I am developing a jax-ws webservice that pushes messages asynchronously to the subscribed consumers using one-way operation.
Unfortunatelly with each notification, server awaits a HTTP202 response confirmation which blocks the thread for a fraction of a second. This is affecting the performance of the system and I am looking for a way around this.
Is there any way to execute a web-service one-way call and ignore the HTTP response status?
Ok, so after spending a lot of time on this I have found two solutions:
1) Using Apache HTTPComponents, which provide AsyncHTTPClient with nice API allowing us to build a HTTP response from the scratch.

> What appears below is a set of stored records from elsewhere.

PR #130, opened 2021-02-14
Reporter: handle objects with cycles

### LINKED ISSUE #104: TapReporter needs circular ref filtering on JSON.stringify

zackthehuman:
Updating `TapReporter` with the ability to handle objects with circular
references. This is needed for proper stringification of actual and
expected values that contain cycles.

Fixes #104

### DIFF
--- a/lib/reporters/TapReporter.js
+++ b/lib/reporters/TapReporter.js
@@ -30,6 +30,9 @@ const hasOwn = Object.hasOwnProperty;
  * - bare unquoted text, for simple one-line strings.
  * - JSON (quoted text), for complex one-line strings.
  * - YAML Block, for complex multi-line strings.
+ *
+ * Objects with cyclical references will be stringifed as
+ * "[Circular]" as they cannot otherwise be represented.
  */
 function prettyYamlValue (value, indent = 4) {
   if (value === undefined) {
@@ -116,7 +119,46 @@ function prettyYamlValue (value, indent = 4) {
   }
 
   // Handle null, boolean, array, and object
-  return JSON.stringify(value, null, 2);
+  return JSON.stringify(decycledShallowClone(value), null, 2);
+}
+
+/**
+ * Creates a shallow clone of an object where cycles have
+ * been replaced with "[Circular]".
+ */
+function decycledShallowClone (object, ancestors = []) {
+  if (ancestors.indexOf(object) !== -1) {
+    return '[Circular]';
+  }
+
+  let clone;
+
+  const type = Object.prototype.toString
+    .call(object)
+    .replace(/^\[.+\s(.+?)]$/, '$1')
+    .toLowerCase();
+
+  switch (type) {
+    case 'array':
+      ancestors.push(object);
+      clone = object.map(function (element) {
+        return decycledShallowClone(element, ancestors);
+      });
+      ancestors.pop();
+      break;
+    case 'object':
+      ancestors.push(object);
+      clone = {};
+      Object.keys(object).forEach(function (key) {
+        clone[key] = decycledShallowClone(object[key], ancestors);
+      });
+      ancestors.pop();
+      break;
+    default:
+      clone = object;
+  }
+
+  return clone;
 }
 
 module.exports = class TapReporter {
--- a/test/fixtures/unit.js
+++ b/test/fixtures/unit.js
@@ -11,6 +11,39 @@ function copyErrors (testEnd) {
   return testEnd;
 }
 
+/**
+ * Creates an object that has a cyclical reference.
+ */
+function createCyclical () {
+  const cyclical = { a: 'example' };
+  cyclical.cycle = cyclical;
+  return cyclical;
+}
+
+/**
+ * Creates an object that has a cyclical reference in a subobject.
+ */
+function createSubobjectCyclical () {
+  const cyclical = { a: 'example', sub: {} };
+  cyclical.sub.cycle = cyclical;
+  return cyclical;
+}
+
+/**
+ * Creates an object that references another object more
+ * than once in an acyclical way.
+ */
+function createDuplicateAcyclical () {
+  const duplicate = {
+    example: 'value'
+  };
+  return {
+    a: duplicate,
+    b: duplicate,
+    c: 'unique'
+  };
+}
+
 module.exports = {
   passingTestStart: {
     name: 'pass',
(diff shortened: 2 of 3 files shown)


lib/reporters/TapReporter.js
```diff
@@ -116,7 +119,30 @@ function prettyYamlValue (value, indent = 4) {
...
+  return JSON.stringify(value, createCycleSafeReplacer(), 2);
+}
+
+/**
+ * Creates a replacer function to use with JSON.stringify that
+ * safely handles cyclical references. When a cycle is detected
+ * it will be represented as "[Circular]".
+ */
+function createCycleSafeReplacer() {
+  const seen = new Set();
```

2) More web-service oriented solution based on Apache CXF platform (which includes the HTTPClient implementation) - first we need to set the global Bus property:
Bus bus = BusFactory.getDefaultBus();
bus.setProperty(AsyncHTTPConduit.USE_ASYNC, Boolean.TRUE);
Then, we use custom interceptor to set the message exchange property to asynchronous:
final class SkipWaitInterceptor extends AbstractSoapInterceptor {
SkipWaitInterceptor() {
super(Phase.SETUP);
}
@Override
public void handleMessage(final SoapMessage message) throws Fault {
message.getExchange().setSynchronous(false);
}
}
Finally, we register the interceptor on our asynchronous Endpoint
org.apache.cxf.endpoint.Client client =
org.apache.cxf.frontend.ClientProxy.getClient(this.notificationConsumer);
org.apache.cxf.endpoint.Endpoint cxfEndpoint = client.getEndpoint();
cxfEndpoint.getOutInterceptors().add(new SkipWaitInterceptor());
That's all, one-way operation responses no longer block the communication.